There is always Taconite pellets The pros are that they are pretty cheap, you get lots and they are more consistently shaped than rock @ about 3/8".

The cons are that they are pretty dirty and tend to be lighter, about like 1/4". I've seen where people will put them in a foil pan or something and spray panit them to make them a cleaner shot that is also easier to see.


----------



## flipgun (Nov 14, 2012)

There is always Taconite pellets The pros are that they are pretty cheap, you get lots and they are more consistently shaped than rock @ about 3/8".

The cons are that they are pretty dirty and tend to be lighter, about like 1/4". I've seen where people will put them in a foil pan or something and spray paint them to make them a cleaner shot that is also easier to see.


----------



## flipgun (Nov 14, 2012)

Dangit!


----------



## ash (Apr 23, 2013)

I bought a big sack of pebbles, but found that most of them were too weirdly shaped to shoot accurately or safely. A better stone choice is 13/20mm drainage gravel. I don't know what you call it there, but it's basically a consistent chipped granite between 13mm and 20mm in size with no sand or fines. Shoots fairly well if you keep the velocity down. Too fast and it will randomly catch the wind and make it's own way.

Fork hits are still frequent.


----------



## THWACK! (Nov 25, 2010)

Wiggy, Wiggy, Wiggy - Dollar Store marbles will do just fine. Try to get them at least 1/2" diameter, so that you have a substantial enough weight to sling.

Bring your micrometer/dial caliper with you because chances are, the package won't be marked with their size, only quantity. WalMart crafts department sometimes also has them.

Best2U,

Thwack!


----------



## MakoPat (Mar 12, 2018)

Ere'body is correct... marbles up to 30' are good cheap ammo.


----------



## Covert5 (Feb 7, 2018)

I agree with Raventree78, you can get cheap marbles at dollar tree. Also look in the home decor section. I just bought these 2 days ago from dollar tree, decorative marbles. You get about 70 for $1.10. That's $0.016 a marble! Sounds good to me! Happy sling'n!


----------



## THWACK! (Nov 25, 2010)

In 2009, I bought 15 lbs of 9/16" white (easy to relocate in the grass past the target) marbles from JABO INC, P.O.Box 242, Farkersburg WV. I don't have reference to the price I paid, and I'm sure that it's more expensive these days.

I also have a notation about a Dave McCullough (740)374-2605, 30703 St Rd 7, Reno OH 45773, on the same paper, so I guess that I considered him as a marble source also.

The idea is to buy in bulk quantities, if possible, to get the best price/projectile. Don't worry, you'll NEVER be relieved of your duties as a projectile launcher.
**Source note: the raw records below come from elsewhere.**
PR #1209, opened 2022-06-22
Created the entity to store the custom fields

### LINKED ISSUE #1197: [Q Hardware] Table creation to manage user custom fields
### Feature description

By #1196 we are going to need to store the API Key for the user. How Mathigon doesn't provide an easy way to modify its user  we are going to need to create a new table with a relationship with the mathigon user to store custom fields.

Tansito:
Fix #1197 

## Change

Created the table `qiskit-user` where it will live all our custom fields required by us. By now we only have `apiToken` but we could have whatever we need.


techtolentino (approved):
Nicely done, @Tansito 

🚢

Issue #1214, opened 2022-06-22
Bug: Button Tooltip position causing overflow in Utility Panel


techtolentino:
### Steps to reproduce the problem

1. Go to Scratchpad Panel (will need to pull down the `feature/scratchpad_1.0` branch)
2. Scroll left/right within the right side Scratchpad panel
3. See overflow issue

### What is the current behavior?

Slight overflow issue is being caused by the Reset `bx-tooltip-icon`

### What is the expected behavior?

The tooltip shouldn't cause the overflow issue

### Screenshots

https://user-images.githubusercontent.com/6276074/175141000-77da30c8-d043-4e79-873a-cd861c162ce2.mov

techtolentino:
Fixed

PR #1215, opened 2022-06-22
Update attribute typo and `alignment` value

techtolentino:
## Changes

Fixes https://github.com/Qiskit/platypus/issues/1214

## Implementation details

- corrected spelling of `alignment` attribute/property
- updated alignment value to fix Scratchpad panel overflow issue

## Screenshots of before/after

https://user-images.githubusercontent.com/6276074/175141475-f04cacc6-142e-4b00-8e09-3729001db955.mov


Tansito (approved):
Reviewing the feature maybe it's interesting that the code-cell adapts its width to the container too to avoid the scroll but the fix at least looks good to me 👍

techtolentino:
@Tansito -- good point... we need to keep this in mind going forward; but I agree 💯

PR #1823, opened 2023-01-15
Fix Japanese translation: quantum-machine-learning/kernel

kifumi:
Updated the wrong appearance of the equations on Japanese translation of "quantum-machine-learning/kernel.ipynb."


0sophy1 (approved):
Thank you @kifumi for your efforts! :)

PR #1841, opened 2023-01-23
Correct branding

frankharkins:
## Changes

- IBM Q -> IBM Quantum
- qiskit -> Qiskit
- Added a check for both these cases


vabarbosa (approved):
thank you

PR #1847, opened 2023-01-25
Use runtime in 'Why quantum computing?'

frankharkins:
## Changes

Adapts the code example to use runtime primitives.


vabarbosa (approved):
thank you

PR #1864, opened 2023-01-29
Fix Japanese translation: ch-states/atoms-computation.ipynb

kifumi:
Updated the wrong appearance of the equations on Japanese translation of "ch-states/atoms-computation.ipynb".


veenaiyuri (approved):
Looks good to me.

PR #1866, opened 2023-01-29
Fix Japanese translation: ch-gates/basic-circuit-identities

kifumi:
Updated the wrong appearance of the equations on Japanese translation of `ch-gates/more-circuit-identities.ipynb`.


veenaiyuri (approved):
The original text includes "IBM Q devices" which needs to be corrected to "IBM Quantum devices" but as long as the translations are concerned, these look good to me.

kifumi:
@veenaiyuri Thank you for reviewing. I updated to "IBM Quantum" from "IBM Q".

veenaiyuri (approved):
LGTM

PR #1867, opened 2023-01-29
Fix Japanese translation: ch-gates/proving-universality

kifumi:
Updated the wrong appearance of the equations on Japanese translation of "ch-gates/proving-universality.ipynb."


veenaiyuri (approved):
Looks good to me.

0sophy1 (approved):
Thank you so much @kifumi !

PR #1868, opened 2023-01-29
Fix Japanese translation: ch-algorithms/quantum-phase-estimation

kifumi:
Updated the wrong appearance of the equations on Japanese translation of "ch-algorithms/quantum-phase-estimation.ipynb."


veenaiyuri (approved):
Looks good to me.

PR #1869, opened 2023-01-29
Fix Japanese translation: ch-gates/classical-computation-on-a-quantum-computer

kifumi:
Updated the wrong appearance of the equations on Japanese translation of "ch-gates/oracles.ipynb."


veenaiyuri (approved):
LGTM

PR #1880, opened 2023-02-01
Fix Japanese translation: /basics/single-systems.ipynb

kifumi:
Updated the wrong appearance of the equations on Japanese translation of basics/single-systems.ipynb.


veenaiyuri (approved):
Looks good to me

PR #1885, opened 2023-02-02
Add missing algorithm pages

### LINKED ISSUE #1673: Bug: two pages missing

qiskit.org/learn

Two notebooks are missing from the mega menu:
- [hidden-shift-problem.ipynb](https://github.com/Qiskit/platypus/blob/main/notebooks/ch-algorithms/hidden-shift-problem.ipynb)
- [quantum-walk-search-algorithm.ipynb](https://github.com/Qiskit/platypus/blob/main/notebooks/ch-algorithms/quantum-walk-search-algorithm.ipynb) (also missing from TOC)

### Screenshots

_No response_

### Additional information

_No response_

micpap25:
Fixes #1673

Adds the missing pages to the mega menu and table of contents.
For some reason the Quantum Walk Search Algorithm page isn't rendering on my machine... can someone check if this is something that needs to be fixed externally?


vabarbosa:
@micpap25 thank you!

@frankharkins is the order content/pages as you need them?

there is an unrelated issue with the `Quantum Walk` notebook which is causing it to not render properly. that could/should be tracked with a separate issue and PR. thanks!

frankharkins:
Sorry I missed this, @micpap25 is there a reason to put the hidden shift problem above Grover's algorithm?

micpap25:
I thought it made the most sense since the hidden shift problem directly builds on QFTs and so in terms of delivering content it would be better to cover it before Grover's algorithm.

frankharkins (approved):
Ok I see. LGTM, thanks!

PR #1887, opened 2023-02-03
Fix Japanese translation: /basics/single-systems.ipynb

kifumi:
Updated the wrong appearance of the equations on Japanese translation of basics/single-systems.ipynb.


kifumi:
@0sophy1 Thank you so much!

PR #1901, opened 2023-02-09
Fix Japanese translation: "intro" folder

kifumi:
- Updated the wrong appearance of the equations on Japanese translation of the files under `/translations/ja/intro` folder.
- Added missing folders of files, such as `images`, under `/translations/ja/intro` folder.
- Finished to check all the appearance is good in my local build environment.


veenaiyuri (approved):
LGTM

PR #1902, opened 2023-02-09
Add versioning banner

frankharkins:
## Changes

Display a banner if a course has more than one version.

[Preview link](https://platypus-pr-1902.ecy0akwlcpw.us-south.codeengine.appdomain.cloud/course/ch-states)


frankharkins:
Feedback: Should use warning icon & grey banner instead of purple banner for old pages

JRussellHuffman:
My preference would be something like this. I think it's attention-grabbing enough, and it uses the standard component. 
Screen Shot 2023-02-15 at 4 11 05 PM

JRussellHuffman (changes requested):
I think have the banner be gray with a warning icon is the right approach, but open to discussion if it's too subtle. 

Screen Shot 2023-02-15 at 4 14 03 PM

JRussellHuffman (approved):
Everything for the scope of this PR looks good and works well. However, if I open the "browse all content" menu and navigate to another page while on the old version of the textbook, I am taken to the latest version of the textbook (not the old version). If I navigate to another page within the same unit (ie. it's listed on the left hand menu) while on the old version, it sticks with the old version. I think this is the prefered menu for the "browse all content" menu as well. I'm guessing that should be handled in a separate PR.

PR #1904, opened 2023-02-10
Fix Japanese translation: "ch-states" folder

kifumi:
- Updated the wrong appearance of the equations on Japanese translation of the files under `/translations/ja/ch-states` folder.


veenaiyuri (approved):
LGTM

PR #1909, opened 2023-02-11
Corrected one of the bell state bases

husayngokal:
I believe the last bell state was incorrect, as shown in the screenshot below:
Screen Shot 2023-02-11 at 22 23 48

I corrected it with the correct bell state, replacing |10> - |01> with |01> - |10>


husayngokal:
@vabarbosa I see that this hasn't been merged. Are there any issues?

PR #1910, opened 2023-02-12
Fir apostrophe typo

chutommy:
## Changes

I believe there should be

>the simulato**r’s** `.run()` method

instead of

>the simulato**rs** `.run()` method

## Screenshot

Untitled


frankharkins (approved):
Thanks

PR #1914, opened 2023-02-14
Fix custom problem set: Qiskit Beginner Proficiency

quantum-kittens:
## Changes

- Fixed text in Overview
- Fixed code in Problem 1


vabarbosa (approved):
thanks!

PR #1959, opened 2023-03-01
Add 'Entanglement in action' notebook

frankharkins:
## Changes

- Adds the new _Entanglement in action_ notebook
- Adjusts styling of images in blocks (see below)

Pending https://github.com/Qiskit/platypus/pull/1962

## Implementation details

Made a minor tweak to the css to allow the images in the tabs block to be larger.

Before / after

PR #1962, opened 2023-03-01
Update qiskit-terra req.

frankharkins:
## Changes

Updates `qiskit-terra` to `0.23.2` (required for #1959).

## Additional details

Unfortunately we can't use the `qiskit` meta package due to dependency conflicts with `qiskit-ibmq-provider` and the websockets package.


vabarbosa (approved):
thank you!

When you're ready to step up to bulk purchases of 3/8" ball bearings, contact Royal Steel Ball Products @ (815)626-2544. In 2009 I bought 32#, and with freight added, it came out to .02/ball. BTW 32#=3200 balls. You may be surprised to find a ball bearing supplier close enough to home that you wouldn't have to pay the freight - that would be ideal.

I still have many of my marbles (maybe not according to my girlfriend), and balls aplenty.

Another thing - lead wheel weights are becoming scarce because of environmental concerns - but not long ago I picked up, from a tire repair shop, a couple of 5 gallon containers of used wheel weights - for free. I purchased a Lee (brand) .495 round mould and learned from the YT how to cast my own ammo from the lead. 1/2" lead is great for hunting, BTW. You need to learn how to separate the lead weights from other metal weights, but it's usually easy to discern which is which, though witches aren't welcome in Salem, Massachusetts, no matter their mettle. (The really smart guys appreciate that last line).

Roll on, buddy, roll on!

THWACK!


----------



## Covert5 (Feb 7, 2018)

Right on THWACK! great info! Thanks for sharing!


----------



## THWACK! (Nov 25, 2010)

It is MY PLEASURE to share with "youse guyz" my experiences (and my funnybone ticklers).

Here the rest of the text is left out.